Through this story, Lucy Foley, tackles difficult issues such as bullying, sexual assault and chauvinism. It also explores the hardly-discussed fact that how someone’s good looks can be a real privilege in this world. How a person’s beauty can be a ticket to entitlement and an indubitable path to exoneration.

The climax shows someone else getting incarcerated instead of the real murderer, which left me a little discombobulated. Did you feel the same?

It’s a great read still!

~ JUST A GAY BOY. 🥶

Shuggie Bain by Douglas Stuart

There are some stories which are gut wrenching. There are some truths which are so disturbing that we always prefer to overlook or have a toned down version of it. Shuggie Bain is a story which lays bare some of these unsettling truths. Truths about substance abuse, sexual abuse, rape, bullying are unflinchingly narrated by Douglas Stuart through the story of Shuggie and his mother Agnes. Agnes struggles with alcoholism and is unable to accept her own misery. The addiction makes her succumb to random men for sexual and at times emotional gratification. But the men view Agnes as an addict and promiscuous woman, and treat her with condescension. Many of them rape her, sexually molest her. Shuggie becomes a witness to these horrid incidents in his own home. Throughout his growing up, he only sees his mother descending into depravity and denial; but he still hopes the best for her. He takes it upon himself to make her well.

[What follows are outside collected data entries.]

PR #670, opened 2026-07-24
perf: cut per-request allocations on the HTTP request/response path

### LINKED ISSUE #671: Cut per-request allocations across the HTTP request/response path
## Problem

Under core scarcity the interpreter's HTTP throughput trails a hand-written Go `net/http` server, and allocation profiling of the `hello` and `passthrough` benchmark services shows why: the gap is **CPU-per-request driven by rebuilding program-constant or otherwise-reusable state on every request** — not `net/http` vs Netty, and not lock contention (a mutex-profile lead there turned out to be a measurement artifact once verified with a release-build A/B).

## Allocation sources found

Profiling `hello` and `passthrough` (small and large payloads) attributes the bulk of per-request allocation to state that is identical across requests yet rebuilt each time:

- **`extern.Context`** — each dispatched invocation builds a fresh semtype context (8 memo maps + an interner) keyed on the program-constant `TypeEnv`.
- **Request/Response method-key maps** — a constant `{method: lookup-key}` map rebuilt while constructing each inbound `Request` / native `Response`.
- **Object method & resource tables** — `execNewObject` rebuilds a class's method-key map and deep-copies its resource table on every `new`, though both derive purely from the class definition and are never mutated after construction (the #1 allocator on `hello`, ~26% of bytes).
- **Inbound request headers** — materialized eagerly into a Ballerina `Map`/`List` graph even when the resource never reads a header.
- **Constant `MAPPING`/`LIST` atomic types** — `ToMappingAtomicType`/`ToListAtomicType` allocate a fresh copy per header map/list, though the type is program-constant.
- **Response-streaming copy buffer** — streaming a backend response to the client allocates a fresh 32 KB buffer per request (net/http's `ReadFrom` fallback, since kernel splice is unavailable for a userspace stream); dominates allocations at large payloads (~77–83% of bytes at 10–100 KB).

## Proposal

Precompute or pool each source, without changing observable behaviour: pool and reuse the context; build the method-key and class method/resource tables once and share them read-only; materialize request headers lazily; cache the constant atomic types; and pool the response-streaming copy buffer.

## Impact

Per-request allocation and GC pressure fall substantially across both scenarios — throughput rises under core contention (`hello`) and GC pressure / tail latency drop on core-constrained hosts (`passthrough`, especially at larger payloads). Measured numbers are in the PR.

TharmiganK:
Fixes: https://github.com/ballerina-nutcracker/ballerina/issues/671

## Purpose

Cut per-request allocations across the HTTP path so the interpreter's throughput sits closer to a hand-written Go server under core scarcity, and so GC pressure (and the latency tail) drop on core-constrained hosts. Profiling the `hello` and `passthrough` benchmark services showed the gap to plain Go / Spring Boot is CPU-per-request under contention — not `net/http` vs Netty, and not lock contention. Allocation profiles pinned the cost on program-constant or otherwise-reusable state that was rebuilt on every request.

### Context & call stack

1. **Pool and reuse the extern context per invocation.** Each request created a fresh `extern.Context`, reallocating a whole semtype context (8 memo maps + interner) even though those caches are keyed on the program-constant `TypeEnv`. The context is now pooled on the `Runtime` and reused: per-request state is reset (fresh strand id, cleared held-lock stack, truncated call stack) while the semtype caches stay warm. The http `Listener` releases the context at the end of `dispatchRequest` (response already written, resource ran synchronously on this strand).
2. **Clear the pooled call-stack backing array on reuse.** A pooled context outlives the request, so leftover `callStackEntry` slots kept request-local `*Frame` graphs reachable and unreclaimable until a deeper later request overwrote each slot. Zero the backing array before truncating.

### Object construction

3. **Cache the constant Request/Response method-key maps.** `requestMethodKeys`/`responseMethodKeys` rebuilt a constant `{method: lookup-key}` map on every call — allocated per request while building the inbound `Request` and native `Response`. The maps never change and `values.Object` only reads them, so they are built once at package load and shared read-only.
4. **Share immutable method/resource tables across object instances.** `execNewObject` rebuilt a class's method-key map and deep-copied its resource table on every `new`, though both derive purely from the class definition and are only ever read. Precompute them once per class at registration (a shared `ClassTemplate`) and reference them from every instance; object creation now allocates only the per-instance field map. This was the number one allocator on `hello`.

### Request path

5. **Build inbound request headers lazily.** The server converted every request header into a Ballerina `Map`/`List` value graph up front, even for resources that never read a header. Store the raw header map in a holder and materialize the Ballerina view only on first access (cached back under `$headers`); the client-forward and message-to-body paths read the raw map directly. Header-ignoring handlers now allocate nothing for headers.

The book can be difficult to read, especially the instances of Agnes hell bent on destroying herself. The apathy for her own self makes her sabotage all the relationships with her loved ones including the one with Shuggie. At the same time, Shuggie is struggling to cope up with his love for his mother and always wondering why his love isn’t enough for her. He also comes to terms with his sexuality albeit the toxic masculinity that engulfs him.

The book, winner of 2020 Booker Prize, is written in Scottish English which took me a while to get used to. But I applaud the writer for keeping it so real, whether it’s the language or the adversities. I found this book challenging to read, because it was seeped in doom. We are used to seeing silver linings and redemptions but at times, doom is an eternal verity. Sigh.